---------- Data for review ----------

Issue #278, opened 2017-11-20
Move holygrail.css from WebsiteProvider


un-tone:
This file should be moved [WebsiteEditor/wwwroot/WebsiteEditor/css/holygrail.css](https://github.com/Starcounter/Website/blob/master/src/WebsiteEditor/wwwroot/WebsiteEditor/css/holygrail.css) because this file is not accessible in the case when WebsiteEditor is not running.

PatrykSzwer:
Closing as done.

warpech:
Setting as “Finished” because it is:
- released (with release notes) https://github.com/Starcounter/Website/releases/tag/4.1.0

PR #282, opened 2017-11-21
Remove holygrail.css

PatrykSzwer:
For #278

Hey @un-tone could You please take a look here, why with composition in separated file, blending point marks are not generated? I can't find a problem here.


un-tone:
Because you changed slot names, e.g. from `websiteeditor/Header` to `websiteeditor/header`.

PatrykSzwer:
You're right, I forgot to change it after I've copied it from editor. It's fixed now, please check.

Issue #280, opened 2017-11-21
Import and export data should have more informative messages


PatrykSzwer:
Right now, import and export actions have only "Successful" message available. It's clearly not enough and we have to show what actually happens in console, when something went wrong. I'll add information from console output to message box whenever something wrong happen.

PatrykSzwer:
Closing as done.

warpech:
Setting as “Finished” because it is:
- released (with release notes) https://github.com/Starcounter/Website/releases/tag/4.1.0

PR #283, opened 2017-11-22
Error messages for stardump operations

PatrykSzwer:
#280 

I've added error messages, for either errors came from stardump and also ones from starcounter-upload when You try to import non-db file.


src/WebsiteEditor/ViewModels/SettingsPage.json
```diff
@@ -1,7 +1,9 @@
 {
   "Html": "/WebsiteEditor/views/SettingsPage.html",
   "RedirectUrl$": "",
-  "Message": "",
+
+  "Message$": "",
+  "isErrorMessage$": false,
```
un-tone: Why not `IsErrorMessage$`?

src/WebsiteEditor/ViewModels/SettingsPage.json.cs
```diff
@@ -120,10 +124,14 @@ public void ImportDataToDatabase(string filePath)
                             return;
                         }
 
-                        DataHelper.RefreshSurfaceUris();
                         this.ImportInProgress = false;
                         this.ImportButtonText = "Import data";
-                        this.Message = "Import completed!";
+
+                        if (string.IsNullOrEmpty(this.Message))
```
un-tone: I'd recommend to check just `this.isErrorMessage` property here

Issue #287, opened 2017-11-29
Add link to website tutorial video in Readme


PatrykSzwer:
@warpech recorded pretty cool, explanatory video about basically every aspect of Website app. I think there is no cons in adding link to this video into readme so that every new user, who doesn't know about video, will see it right away. 

@warpech WDYT? Are there any arguments against this?

warpech:
That's a very good idea, please do that.

PatrykSzwer:
Done.

PR #288, opened 2017-11-29
Tutorial video in readme

PatrykSzwer:
For #287

I just added video and image with "play arrow". I'm not sure if I should add any sentence before it like "Click here to see website tutorial showing...".
@Mackiovello WDYT?


PatrykSzwer:
I could use an image generated from youtube:
[Website tutorial](http://www.youtube.com/watch?v=dvQHlzoN0wE)

But I didn't because without that arrow I've added, It seems more like picture than a video. WDYT?

PatrykSzwer:
Take a look now.

PR #292, opened 2017-12-08
Changed test for JSONs without Html field

un-tone:
For https://github.com/Starcounter/Home/issues/332.
Related changes: https://github.com/Starcounter/level1/pull/4397


test/WebsiteProvider.Tests/Test/MiddlewareHandlingTests.cs
```diff
@@ -53,11 +55,12 @@ public void MiddlewareHandlesResponse_CookieAdded()
         /// Test if an exception data was rendered when a responded Json doesn't have an Html field.
         /// </summary>
         [Test]
-        public void LoadEmptyJson_ExceptionReturned()
+        public void RequestEmptyJson_ResponseNotWrapped()
         {
             Driver.Navigate().GoToUrl(Config.AcceptanceHelperOneUrl + "/EmptyJson");
 
-            WaitUntil(x => x.PageSource.Contains("System.InvalidOperationException: ScErrInvalidOperation (SCERR1025)"));
+            WaitUntil(x => x.PageSource.Contains("{}"));
```
warpech: Can this be `AreEqual` instead of `Contains`?

ubbeK:
@ubbeK, could TeamCity configuration be changed to automatically build code committed to feature branches?

Yes, @joozek78 has implemented that for `level0` and it will most likely be introduced to `level1`

test/WebsiteProvider.Tests/Test/MiddlewareHandlingTests.cs
un-tone: No, here the PageSource is
```html
<html xmlns="http://www.w3.org/1999/xhtml"><head></head><body><pre style="word-wrap: break-word; white-space: pre-wrap;">{}</pre></body></html>
```

un-tone: Yeah, I should change the test since the PageSource is different for different browwers

un-tone: I removed that checking since it is unnecessary. All we should check is that response is not wrapped.

test/WebsiteProvider.Tests/Test/MiddlewareHandlingTests.cs
```diff
@@ -53,11 +55,10 @@ public void MiddlewareHandlesResponse_CookieAdded()
         /// Test if an exception data was rendered when a responded Json doesn't have an Html field.
         /// </summary>
         [Test]
-        public void LoadEmptyJson_ExceptionReturned()
+        public void RequestEmptyJson_ResponseNotWrapped()
         {
             Driver.Navigate().GoToUrl(Config.AcceptanceHelperOneUrl + "/EmptyJson");
-
-            WaitUntil(x => x.PageSource.Contains("System.InvalidOperationException: ScErrInvalidOperation (SCERR1025)"));
+            Assert.IsFalse(Driver.FindElements(By.ClassName("website-surface")).Any());
```
warpech: This test will keep passing if for some reason:
- we change the class name from `"website-surface"` to anything else.
- the class  `"website-surface"` shows up with delay

I still think that another assertion `WaitUntil(x => x.PageSource.Equals("{}"));` would be good.

un-tone: @warpech fixed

----------

Exact repetition of every entry in the data is required.

→ **Answer**:
Issue #278, opened 2017-11-20
Move holygrail.css from WebsiteProvider


un-tone:
This file should be moved [WebsiteEditor/wwwroot/WebsiteEditor/css/holygrail.css](https://github.com/Starcounter/Website/blob/master/src/WebsiteEditor/wwwroot/WebsiteEditor/css/holygrail.css) because this file is not accessible in the case when WebsiteEditor is not running.

PatrykSzwer:
Closing as done.

warpech:
Setting as “Finished” because it is:
- released (with release notes) https://github.com/Starcounter/Website/releases/tag/4.1.0

PR #282, opened 2017-11-21
Remove holygrail.css

PatrykSzwer:
For #278

Hey @un-tone could You please take a look here, why with composition in separated file, blending point marks are not generated? I can't find a problem here.


un-tone:
Because you changed slot names, e.g. from `websiteeditor/Header` to `websiteeditor/header`.

PatrykSzwer:
You're right, I forgot to change it after I've copied it from editor. It's fixed now, please check.

Issue #280, opened 2017-11-21
Import and export data should have more informative messages


PatrykSzwer:
Right now, import and export actions have only "Successful" message available. It's clearly not enough and we have to show what actually happens in console, when something went wrong. I'll add information from console output to message box whenever something wrong happen.

PatrykSzwer:
Closing as done.

warpech:
Setting as “Finished” because it is:
- released (with release notes) https://github.com/Starcounter/Website/releases/tag/4.1.0

PR #283, opened 2017-11-22
Error messages for stardump operations

PatrykSzwer:
#280 

I've added error messages, for either errors came from stardump and also ones from starcounter-upload when You try to import non-db file.


src/WebsiteEditor/ViewModels/SettingsPage.json
```diff
@@ -1,7 +1,9 @@
 {
   "Html": "/WebsiteEditor/views/SettingsPage.html",
   "RedirectUrl$": "",
-  "Message": "",
+
+  "Message$": "",
+  "isErrorMessage$": false,
```
un-tone: Why not `IsErrorMessage$`?

src/WebsiteEditor/ViewModels/SettingsPage.json.cs
```diff
@@ -120,10 +124,14 @@ public void ImportDataToDatabase(string filePath)
                             return;
                         }
 
-                        DataHelper.RefreshSurfaceUris();
                         this.ImportInProgress = false;
                         this.ImportButtonText = "Import data";
-                        this.Message = "Import completed!";
+
+                        if (string.IsNullOrEmpty(this.Message))
```
un-tone: I'd recommend to check just `this.isErrorMessage` property here

Issue #287, opened 2017-11-29
Add link to website tutorial video in Readme


PatrykSzwer:
@warpech recorded pretty cool, explanatory video about basically every aspect of Website app. I think there is no cons in adding link to this video into readme so that every new user, who doesn't know about video, will see it right away. 

@warpech WDYT? Are there any arguments against this?

warpech:
That's a very good idea, please do that.

PatrykSzwer:
Done.

PR #288, opened 2017-11-29
Tutorial video in readme

PatrykSzwer:
For #287

I just added video and image with "play arrow". I'm not sure if I should add any sentence before it like "Click here to see website tutorial showing...".
@Mackiovello WDYT?


PatrykSzwer:
I could use an image generated from youtube:
[Website tutorial](http://www.youtube.com/watch?v=dvQHlzoN0wE)

But I didn't because without that arrow I've added, It seems more like picture than a video. WDYT?

PatrykSzwer:
Take a look now.

PR #292, opened 2017-12-08
Changed test for JSONs without Html field

un-tone:
For https://github.com/Starcounter/Home/issues/332.
Related changes: https://github.com/Starcounter/level1/pull/4397


test/WebsiteProvider.Tests/Test/MiddlewareHandlingTests.cs
```diff
@@ -53,11 +55,12 @@ public void MiddlewareHandlesResponse_CookieAdded()
         /// Test if an exception data was rendered when a responded Json doesn't have an Html field.
         /// </summary>
         [Test]
-        public void LoadEmptyJson_ExceptionReturned()
+        public void RequestEmptyJson_ResponseNotWrapped()
         {
             Driver.Navigate().GoToUrl(Config.AcceptanceHelperOneUrl + "/EmptyJson");
 
-            WaitUntil(x => x.PageSource.Contains("System.InvalidOperationException: ScErrInvalidOperation (SCERR1025)"));
+            WaitUntil(x => x.PageSource.Contains("{}"));
```
warpech: Can this be `AreEqual` instead of `Contains`?

ubbeK:
@ubbeK, could TeamCity configuration be changed to automatically build code committed to feature branches?

Yes, @joozek78 has implemented that for `level0` and it will most likely be introduced to `level1`

test/WebsiteProvider.Tests/Test/MiddlewareHandlingTests.cs
un-tone: No, here the PageSource is
```html
<html xmlns="http://www.w3.org/1999/xhtml"><head></head><body><pre style="word-wrap: break-word; white-space: pre-wrap;">{}</pre></body></html>
```

un-tone: Yeah, I should change the test since the PageSource is different for different browwers

un-tone: I removed that checking since it is unnecessary. All we should check is that response is not wrapped.

test/WebsiteProvider.Tests/Test/MiddlewareHandlingTests.cs
```diff
@@ -53,11 +55,10 @@ public void MiddlewareHandlesResponse_CookieAdded()
         /// Test if an exception data was rendered when a responded Json doesn't have an Html field.
         /// </summary>
         [Test]
-        public void LoadEmptyJson_ExceptionReturned()
+        public void RequestEmptyJson_ResponseNotWrapped()
         {
             Driver.Navigate().GoToUrl(Config.AcceptanceHelperOneUrl + "/EmptyJson");
-
-            WaitUntil(x => x.PageSource.Contains("System.InvalidOperationException: ScErrInvalidOperation (SCERR1025)"));
+            Assert.IsFalse(Driver.FindElements(By.ClassName("website-surface")).Any());
```
warpech: This test will keep passing if for some reason:
- we change the class name from `"website-surface"` to anything else.
- the class  `"website-surface"` shows up with delay

I still think that another assertion `WaitUntil(x => x.PageSource.Equals("{}"));` would be good.

un-tone: @warpech fixed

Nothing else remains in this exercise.